### WHAT YOU SHOULD DO
Collect all lines from the records below that include the word "jboss".

(GIVEN ENTRIES)

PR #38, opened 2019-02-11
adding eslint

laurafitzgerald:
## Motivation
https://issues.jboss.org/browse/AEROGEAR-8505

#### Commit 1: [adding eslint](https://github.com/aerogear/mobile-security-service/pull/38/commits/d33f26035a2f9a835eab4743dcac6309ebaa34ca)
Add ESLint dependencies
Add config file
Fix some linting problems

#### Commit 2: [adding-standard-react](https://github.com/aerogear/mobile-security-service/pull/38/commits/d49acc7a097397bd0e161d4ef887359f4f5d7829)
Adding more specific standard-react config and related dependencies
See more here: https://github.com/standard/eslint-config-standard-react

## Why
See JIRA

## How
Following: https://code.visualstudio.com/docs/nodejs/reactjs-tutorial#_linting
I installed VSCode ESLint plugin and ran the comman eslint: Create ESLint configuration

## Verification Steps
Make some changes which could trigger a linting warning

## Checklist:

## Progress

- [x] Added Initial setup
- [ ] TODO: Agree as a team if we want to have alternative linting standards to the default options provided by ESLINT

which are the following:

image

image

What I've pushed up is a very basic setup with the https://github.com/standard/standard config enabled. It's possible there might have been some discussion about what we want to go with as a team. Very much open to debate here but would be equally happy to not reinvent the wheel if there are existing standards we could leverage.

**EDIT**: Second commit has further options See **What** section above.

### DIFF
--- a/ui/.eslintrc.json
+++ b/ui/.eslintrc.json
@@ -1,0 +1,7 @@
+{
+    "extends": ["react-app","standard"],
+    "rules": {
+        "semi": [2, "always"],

(End GIVEN ENTRIES)
(GIVEN ENTRIES)

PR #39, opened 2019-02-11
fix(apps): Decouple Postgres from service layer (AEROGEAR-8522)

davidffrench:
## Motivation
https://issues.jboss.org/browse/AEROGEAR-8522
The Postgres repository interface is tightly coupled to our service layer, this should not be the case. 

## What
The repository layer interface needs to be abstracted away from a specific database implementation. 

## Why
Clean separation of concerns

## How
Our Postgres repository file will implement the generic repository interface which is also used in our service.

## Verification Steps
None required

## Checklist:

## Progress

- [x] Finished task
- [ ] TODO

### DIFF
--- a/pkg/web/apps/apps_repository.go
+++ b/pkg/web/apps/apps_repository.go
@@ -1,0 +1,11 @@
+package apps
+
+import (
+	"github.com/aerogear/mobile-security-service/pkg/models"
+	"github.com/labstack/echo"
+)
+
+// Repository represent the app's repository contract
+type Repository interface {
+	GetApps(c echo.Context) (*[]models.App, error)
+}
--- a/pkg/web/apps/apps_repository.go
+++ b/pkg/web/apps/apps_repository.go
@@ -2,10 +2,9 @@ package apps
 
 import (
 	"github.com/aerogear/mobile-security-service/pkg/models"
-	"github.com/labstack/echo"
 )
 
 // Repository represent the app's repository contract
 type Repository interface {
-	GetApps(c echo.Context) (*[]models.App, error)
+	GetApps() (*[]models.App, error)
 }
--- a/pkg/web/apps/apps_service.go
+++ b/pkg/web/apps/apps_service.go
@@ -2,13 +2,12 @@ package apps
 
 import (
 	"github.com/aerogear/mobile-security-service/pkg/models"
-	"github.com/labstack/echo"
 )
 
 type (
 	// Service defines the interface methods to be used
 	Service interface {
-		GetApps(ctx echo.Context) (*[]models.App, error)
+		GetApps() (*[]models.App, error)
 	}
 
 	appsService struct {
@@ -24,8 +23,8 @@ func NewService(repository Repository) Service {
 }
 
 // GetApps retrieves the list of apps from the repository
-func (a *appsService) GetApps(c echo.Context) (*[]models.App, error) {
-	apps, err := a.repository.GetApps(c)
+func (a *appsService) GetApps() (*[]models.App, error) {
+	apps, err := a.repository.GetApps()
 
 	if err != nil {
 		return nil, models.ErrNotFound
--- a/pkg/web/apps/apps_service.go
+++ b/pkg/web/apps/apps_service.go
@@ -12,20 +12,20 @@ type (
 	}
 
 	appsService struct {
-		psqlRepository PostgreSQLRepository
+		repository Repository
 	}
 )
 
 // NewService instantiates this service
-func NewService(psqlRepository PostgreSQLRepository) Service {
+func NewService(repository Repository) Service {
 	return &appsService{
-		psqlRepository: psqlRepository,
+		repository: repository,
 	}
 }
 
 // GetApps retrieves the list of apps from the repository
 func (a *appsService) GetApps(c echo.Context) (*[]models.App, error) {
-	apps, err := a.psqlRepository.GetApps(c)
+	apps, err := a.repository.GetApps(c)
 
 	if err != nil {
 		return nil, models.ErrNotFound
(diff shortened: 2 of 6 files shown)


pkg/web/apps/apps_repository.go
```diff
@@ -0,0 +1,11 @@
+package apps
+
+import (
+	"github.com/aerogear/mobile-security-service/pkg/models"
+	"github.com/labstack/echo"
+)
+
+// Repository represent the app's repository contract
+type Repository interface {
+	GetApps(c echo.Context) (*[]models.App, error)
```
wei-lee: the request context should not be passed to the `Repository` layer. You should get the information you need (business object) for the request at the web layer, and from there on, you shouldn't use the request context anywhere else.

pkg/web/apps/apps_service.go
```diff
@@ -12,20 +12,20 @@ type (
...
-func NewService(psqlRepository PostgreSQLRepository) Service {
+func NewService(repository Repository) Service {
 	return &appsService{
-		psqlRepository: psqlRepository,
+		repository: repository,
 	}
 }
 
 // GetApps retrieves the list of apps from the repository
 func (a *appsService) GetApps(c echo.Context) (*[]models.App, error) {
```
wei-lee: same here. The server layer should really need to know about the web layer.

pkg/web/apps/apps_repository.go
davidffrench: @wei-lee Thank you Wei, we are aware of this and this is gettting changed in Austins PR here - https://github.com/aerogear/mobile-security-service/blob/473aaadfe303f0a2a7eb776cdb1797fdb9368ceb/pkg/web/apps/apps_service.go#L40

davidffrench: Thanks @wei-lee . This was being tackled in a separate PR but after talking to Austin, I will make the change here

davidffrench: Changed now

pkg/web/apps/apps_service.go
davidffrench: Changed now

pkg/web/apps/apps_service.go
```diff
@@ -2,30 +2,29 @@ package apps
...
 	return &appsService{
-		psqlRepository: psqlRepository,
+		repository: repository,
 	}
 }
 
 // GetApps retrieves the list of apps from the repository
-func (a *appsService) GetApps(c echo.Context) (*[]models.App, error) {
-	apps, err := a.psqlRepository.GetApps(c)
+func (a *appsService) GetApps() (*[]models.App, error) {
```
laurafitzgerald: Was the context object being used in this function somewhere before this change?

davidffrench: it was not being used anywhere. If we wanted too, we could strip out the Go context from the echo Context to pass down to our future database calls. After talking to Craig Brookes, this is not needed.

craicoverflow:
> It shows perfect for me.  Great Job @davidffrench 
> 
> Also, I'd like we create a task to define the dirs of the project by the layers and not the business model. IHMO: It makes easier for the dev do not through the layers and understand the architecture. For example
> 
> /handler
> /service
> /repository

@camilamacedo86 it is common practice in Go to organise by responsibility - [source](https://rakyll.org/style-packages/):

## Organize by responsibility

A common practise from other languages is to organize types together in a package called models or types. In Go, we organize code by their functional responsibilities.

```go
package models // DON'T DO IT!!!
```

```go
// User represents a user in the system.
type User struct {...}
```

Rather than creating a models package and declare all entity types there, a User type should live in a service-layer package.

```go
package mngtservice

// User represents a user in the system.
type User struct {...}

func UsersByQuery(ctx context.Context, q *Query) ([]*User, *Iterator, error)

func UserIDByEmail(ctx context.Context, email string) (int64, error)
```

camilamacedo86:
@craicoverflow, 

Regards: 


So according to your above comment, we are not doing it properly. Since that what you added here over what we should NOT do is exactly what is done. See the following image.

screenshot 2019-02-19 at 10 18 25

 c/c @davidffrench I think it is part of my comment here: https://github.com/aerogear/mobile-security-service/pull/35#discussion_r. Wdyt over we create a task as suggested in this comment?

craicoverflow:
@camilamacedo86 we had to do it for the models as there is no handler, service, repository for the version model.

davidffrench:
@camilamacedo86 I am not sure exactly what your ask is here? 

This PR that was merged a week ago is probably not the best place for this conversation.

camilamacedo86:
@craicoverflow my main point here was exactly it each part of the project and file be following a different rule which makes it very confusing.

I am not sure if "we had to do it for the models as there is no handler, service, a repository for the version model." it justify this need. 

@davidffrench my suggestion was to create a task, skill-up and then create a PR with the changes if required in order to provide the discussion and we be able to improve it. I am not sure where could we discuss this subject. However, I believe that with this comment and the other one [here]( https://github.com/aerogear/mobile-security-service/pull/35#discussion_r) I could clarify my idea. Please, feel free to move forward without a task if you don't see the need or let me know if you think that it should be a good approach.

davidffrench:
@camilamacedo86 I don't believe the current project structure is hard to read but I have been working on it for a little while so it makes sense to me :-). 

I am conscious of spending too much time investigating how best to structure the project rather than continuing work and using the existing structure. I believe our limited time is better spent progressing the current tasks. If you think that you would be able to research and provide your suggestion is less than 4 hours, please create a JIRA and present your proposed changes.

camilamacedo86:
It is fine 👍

(End GIVEN ENTRIES)
(GIVEN ENTRIES)

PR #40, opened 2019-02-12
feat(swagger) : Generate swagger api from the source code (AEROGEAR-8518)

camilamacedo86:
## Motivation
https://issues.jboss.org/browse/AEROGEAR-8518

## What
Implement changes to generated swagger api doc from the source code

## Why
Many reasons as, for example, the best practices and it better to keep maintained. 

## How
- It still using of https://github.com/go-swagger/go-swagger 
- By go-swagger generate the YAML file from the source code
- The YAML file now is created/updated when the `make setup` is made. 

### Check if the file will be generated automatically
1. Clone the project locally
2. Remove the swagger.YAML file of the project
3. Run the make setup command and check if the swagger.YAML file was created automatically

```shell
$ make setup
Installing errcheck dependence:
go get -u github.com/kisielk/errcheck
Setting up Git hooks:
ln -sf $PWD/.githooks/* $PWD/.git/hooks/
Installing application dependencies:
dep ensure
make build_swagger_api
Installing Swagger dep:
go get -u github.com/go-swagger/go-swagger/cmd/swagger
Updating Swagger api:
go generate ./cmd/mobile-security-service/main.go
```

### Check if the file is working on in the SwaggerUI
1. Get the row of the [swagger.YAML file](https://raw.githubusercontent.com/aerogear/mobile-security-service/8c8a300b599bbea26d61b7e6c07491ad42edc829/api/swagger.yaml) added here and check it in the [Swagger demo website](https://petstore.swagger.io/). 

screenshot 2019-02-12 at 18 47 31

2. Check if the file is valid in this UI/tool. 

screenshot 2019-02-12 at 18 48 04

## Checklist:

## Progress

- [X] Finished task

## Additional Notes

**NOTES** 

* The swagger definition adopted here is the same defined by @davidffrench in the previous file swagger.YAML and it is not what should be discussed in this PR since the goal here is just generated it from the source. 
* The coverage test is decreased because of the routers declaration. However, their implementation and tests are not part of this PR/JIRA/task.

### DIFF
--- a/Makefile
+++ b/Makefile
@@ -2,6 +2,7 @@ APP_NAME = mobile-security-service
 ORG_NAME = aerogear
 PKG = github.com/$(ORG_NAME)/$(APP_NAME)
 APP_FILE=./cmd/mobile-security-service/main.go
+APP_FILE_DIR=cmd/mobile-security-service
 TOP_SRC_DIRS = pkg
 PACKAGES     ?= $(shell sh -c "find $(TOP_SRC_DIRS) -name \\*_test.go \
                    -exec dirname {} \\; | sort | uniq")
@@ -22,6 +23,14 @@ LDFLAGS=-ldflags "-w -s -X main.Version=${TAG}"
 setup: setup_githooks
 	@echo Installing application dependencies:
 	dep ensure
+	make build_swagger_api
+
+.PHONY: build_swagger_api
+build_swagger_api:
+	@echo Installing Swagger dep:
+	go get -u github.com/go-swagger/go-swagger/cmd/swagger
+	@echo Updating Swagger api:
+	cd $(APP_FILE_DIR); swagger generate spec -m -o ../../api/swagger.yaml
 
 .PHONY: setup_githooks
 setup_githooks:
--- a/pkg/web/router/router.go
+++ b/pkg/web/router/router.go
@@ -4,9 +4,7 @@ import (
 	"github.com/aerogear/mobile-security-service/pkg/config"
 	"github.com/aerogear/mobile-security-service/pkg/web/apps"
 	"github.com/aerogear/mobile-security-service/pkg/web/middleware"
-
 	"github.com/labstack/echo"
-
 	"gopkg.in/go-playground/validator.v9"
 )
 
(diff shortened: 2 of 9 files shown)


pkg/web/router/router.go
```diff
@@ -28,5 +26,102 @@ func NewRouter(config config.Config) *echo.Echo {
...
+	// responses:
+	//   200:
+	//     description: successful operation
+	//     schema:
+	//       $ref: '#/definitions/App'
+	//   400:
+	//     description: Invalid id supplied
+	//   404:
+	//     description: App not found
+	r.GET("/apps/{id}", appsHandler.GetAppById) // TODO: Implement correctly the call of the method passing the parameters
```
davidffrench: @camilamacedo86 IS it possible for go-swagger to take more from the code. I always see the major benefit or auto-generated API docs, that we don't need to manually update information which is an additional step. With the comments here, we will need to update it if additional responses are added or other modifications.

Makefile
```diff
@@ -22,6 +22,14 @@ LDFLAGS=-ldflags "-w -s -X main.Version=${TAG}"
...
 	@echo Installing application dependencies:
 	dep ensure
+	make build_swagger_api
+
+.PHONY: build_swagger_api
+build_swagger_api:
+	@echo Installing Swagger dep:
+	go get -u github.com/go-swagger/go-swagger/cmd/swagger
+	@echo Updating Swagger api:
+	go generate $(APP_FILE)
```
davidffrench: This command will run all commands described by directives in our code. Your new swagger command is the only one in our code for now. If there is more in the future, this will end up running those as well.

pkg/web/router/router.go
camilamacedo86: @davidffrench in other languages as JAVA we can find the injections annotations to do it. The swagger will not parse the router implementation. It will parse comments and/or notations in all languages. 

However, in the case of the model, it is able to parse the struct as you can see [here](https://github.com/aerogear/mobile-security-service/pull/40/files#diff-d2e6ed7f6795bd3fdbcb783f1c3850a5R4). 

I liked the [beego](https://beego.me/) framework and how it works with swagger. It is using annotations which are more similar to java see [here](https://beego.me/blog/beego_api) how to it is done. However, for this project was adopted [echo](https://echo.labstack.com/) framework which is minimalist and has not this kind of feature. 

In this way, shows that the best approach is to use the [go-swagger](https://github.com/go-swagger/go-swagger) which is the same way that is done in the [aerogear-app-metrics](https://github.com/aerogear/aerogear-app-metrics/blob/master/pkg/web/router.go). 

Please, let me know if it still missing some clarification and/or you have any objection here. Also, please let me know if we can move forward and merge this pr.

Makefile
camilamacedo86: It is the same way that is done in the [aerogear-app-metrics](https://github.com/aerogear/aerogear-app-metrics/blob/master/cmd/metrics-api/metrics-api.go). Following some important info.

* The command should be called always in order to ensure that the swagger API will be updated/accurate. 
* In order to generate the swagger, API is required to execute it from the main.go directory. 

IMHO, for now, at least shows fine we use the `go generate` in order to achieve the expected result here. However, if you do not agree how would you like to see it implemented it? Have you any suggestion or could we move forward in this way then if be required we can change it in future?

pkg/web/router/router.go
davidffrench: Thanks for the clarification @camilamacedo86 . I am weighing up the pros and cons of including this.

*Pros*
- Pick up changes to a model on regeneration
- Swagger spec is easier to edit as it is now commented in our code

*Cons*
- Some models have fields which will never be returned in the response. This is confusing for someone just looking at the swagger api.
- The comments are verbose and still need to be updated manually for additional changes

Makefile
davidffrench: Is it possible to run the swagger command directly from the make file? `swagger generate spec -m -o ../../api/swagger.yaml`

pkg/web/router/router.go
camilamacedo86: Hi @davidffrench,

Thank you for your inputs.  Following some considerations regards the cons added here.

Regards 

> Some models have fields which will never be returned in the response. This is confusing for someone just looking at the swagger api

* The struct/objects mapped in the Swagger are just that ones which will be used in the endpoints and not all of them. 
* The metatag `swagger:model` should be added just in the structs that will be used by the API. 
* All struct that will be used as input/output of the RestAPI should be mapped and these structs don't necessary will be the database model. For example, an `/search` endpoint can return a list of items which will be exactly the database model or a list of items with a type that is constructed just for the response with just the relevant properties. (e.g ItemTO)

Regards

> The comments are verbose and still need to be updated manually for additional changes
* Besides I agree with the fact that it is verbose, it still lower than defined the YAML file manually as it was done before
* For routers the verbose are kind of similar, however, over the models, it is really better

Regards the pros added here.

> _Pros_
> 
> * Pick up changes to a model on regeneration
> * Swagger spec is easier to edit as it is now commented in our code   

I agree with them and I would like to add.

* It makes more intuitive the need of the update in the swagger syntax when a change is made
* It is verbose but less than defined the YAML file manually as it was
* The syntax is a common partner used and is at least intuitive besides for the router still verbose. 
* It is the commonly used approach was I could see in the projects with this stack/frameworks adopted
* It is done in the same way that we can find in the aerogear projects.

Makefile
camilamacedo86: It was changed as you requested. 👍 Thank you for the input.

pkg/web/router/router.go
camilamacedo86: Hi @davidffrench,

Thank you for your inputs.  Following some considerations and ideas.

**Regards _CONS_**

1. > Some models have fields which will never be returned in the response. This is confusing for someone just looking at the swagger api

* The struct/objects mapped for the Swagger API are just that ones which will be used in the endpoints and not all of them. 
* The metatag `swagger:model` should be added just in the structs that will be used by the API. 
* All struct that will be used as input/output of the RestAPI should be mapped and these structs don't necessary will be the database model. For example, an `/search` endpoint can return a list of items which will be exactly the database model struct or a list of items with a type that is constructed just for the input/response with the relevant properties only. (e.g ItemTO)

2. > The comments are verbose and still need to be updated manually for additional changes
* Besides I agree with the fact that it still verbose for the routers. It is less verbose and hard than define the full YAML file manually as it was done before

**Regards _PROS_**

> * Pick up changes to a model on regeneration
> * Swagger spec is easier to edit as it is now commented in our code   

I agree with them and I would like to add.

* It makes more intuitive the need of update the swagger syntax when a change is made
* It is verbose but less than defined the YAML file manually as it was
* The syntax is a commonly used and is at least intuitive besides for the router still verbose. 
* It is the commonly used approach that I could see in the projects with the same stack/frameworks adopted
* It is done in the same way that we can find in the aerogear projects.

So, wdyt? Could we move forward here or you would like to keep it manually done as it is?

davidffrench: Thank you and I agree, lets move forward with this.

(End GIVEN ENTRIES)

### PROBLEM SOLUTION
https://issues.jboss.org/browse/AEROGEAR-8505
https://issues.jboss.org/browse/AEROGEAR-8522
https://issues.jboss.org/browse/AEROGEAR-8518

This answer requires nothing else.